How to complete this task:
Pick out all lines of the entries that include the word "around" and copy them.

■ ■ ■

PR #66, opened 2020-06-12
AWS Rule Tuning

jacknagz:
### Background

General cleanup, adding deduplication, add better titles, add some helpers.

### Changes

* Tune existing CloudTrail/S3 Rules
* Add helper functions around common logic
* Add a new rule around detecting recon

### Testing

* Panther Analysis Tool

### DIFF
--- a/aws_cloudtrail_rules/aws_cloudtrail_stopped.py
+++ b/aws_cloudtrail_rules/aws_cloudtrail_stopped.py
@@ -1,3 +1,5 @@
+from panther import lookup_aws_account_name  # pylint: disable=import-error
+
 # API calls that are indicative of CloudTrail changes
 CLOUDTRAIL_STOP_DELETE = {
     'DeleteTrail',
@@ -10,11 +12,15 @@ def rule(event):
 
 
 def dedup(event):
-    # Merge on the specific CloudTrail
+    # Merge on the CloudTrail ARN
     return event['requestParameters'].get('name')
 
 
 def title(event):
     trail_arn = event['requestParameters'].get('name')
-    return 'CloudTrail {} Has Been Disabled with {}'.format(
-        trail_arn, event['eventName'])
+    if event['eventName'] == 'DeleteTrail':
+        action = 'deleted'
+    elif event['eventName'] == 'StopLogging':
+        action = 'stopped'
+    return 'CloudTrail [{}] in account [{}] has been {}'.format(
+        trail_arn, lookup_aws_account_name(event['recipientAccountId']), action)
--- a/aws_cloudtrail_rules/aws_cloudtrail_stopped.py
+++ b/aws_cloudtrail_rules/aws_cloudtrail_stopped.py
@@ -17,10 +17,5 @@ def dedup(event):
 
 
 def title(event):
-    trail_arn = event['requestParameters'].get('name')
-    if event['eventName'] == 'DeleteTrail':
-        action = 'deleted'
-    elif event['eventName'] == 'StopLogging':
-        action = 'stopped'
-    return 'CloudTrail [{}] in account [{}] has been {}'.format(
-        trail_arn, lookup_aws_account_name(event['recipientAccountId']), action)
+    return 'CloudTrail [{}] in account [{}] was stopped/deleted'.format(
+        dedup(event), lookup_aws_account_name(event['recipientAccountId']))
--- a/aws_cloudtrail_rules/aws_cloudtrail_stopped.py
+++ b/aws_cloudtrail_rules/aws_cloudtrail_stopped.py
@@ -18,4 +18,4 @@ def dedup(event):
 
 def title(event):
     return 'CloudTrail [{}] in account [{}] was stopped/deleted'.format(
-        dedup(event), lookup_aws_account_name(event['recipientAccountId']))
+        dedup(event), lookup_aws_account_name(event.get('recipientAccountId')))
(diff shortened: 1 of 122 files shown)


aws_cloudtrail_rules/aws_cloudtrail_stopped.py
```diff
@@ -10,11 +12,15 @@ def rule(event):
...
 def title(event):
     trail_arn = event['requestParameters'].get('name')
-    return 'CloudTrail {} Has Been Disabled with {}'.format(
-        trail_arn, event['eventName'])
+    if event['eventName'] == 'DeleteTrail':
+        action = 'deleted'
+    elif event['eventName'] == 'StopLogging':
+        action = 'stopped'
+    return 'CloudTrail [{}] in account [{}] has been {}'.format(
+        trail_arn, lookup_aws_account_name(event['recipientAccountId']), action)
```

■ ■ ■

Reply to the exercise:
* Add helper functions around common logic
* Add a new rule around detecting recon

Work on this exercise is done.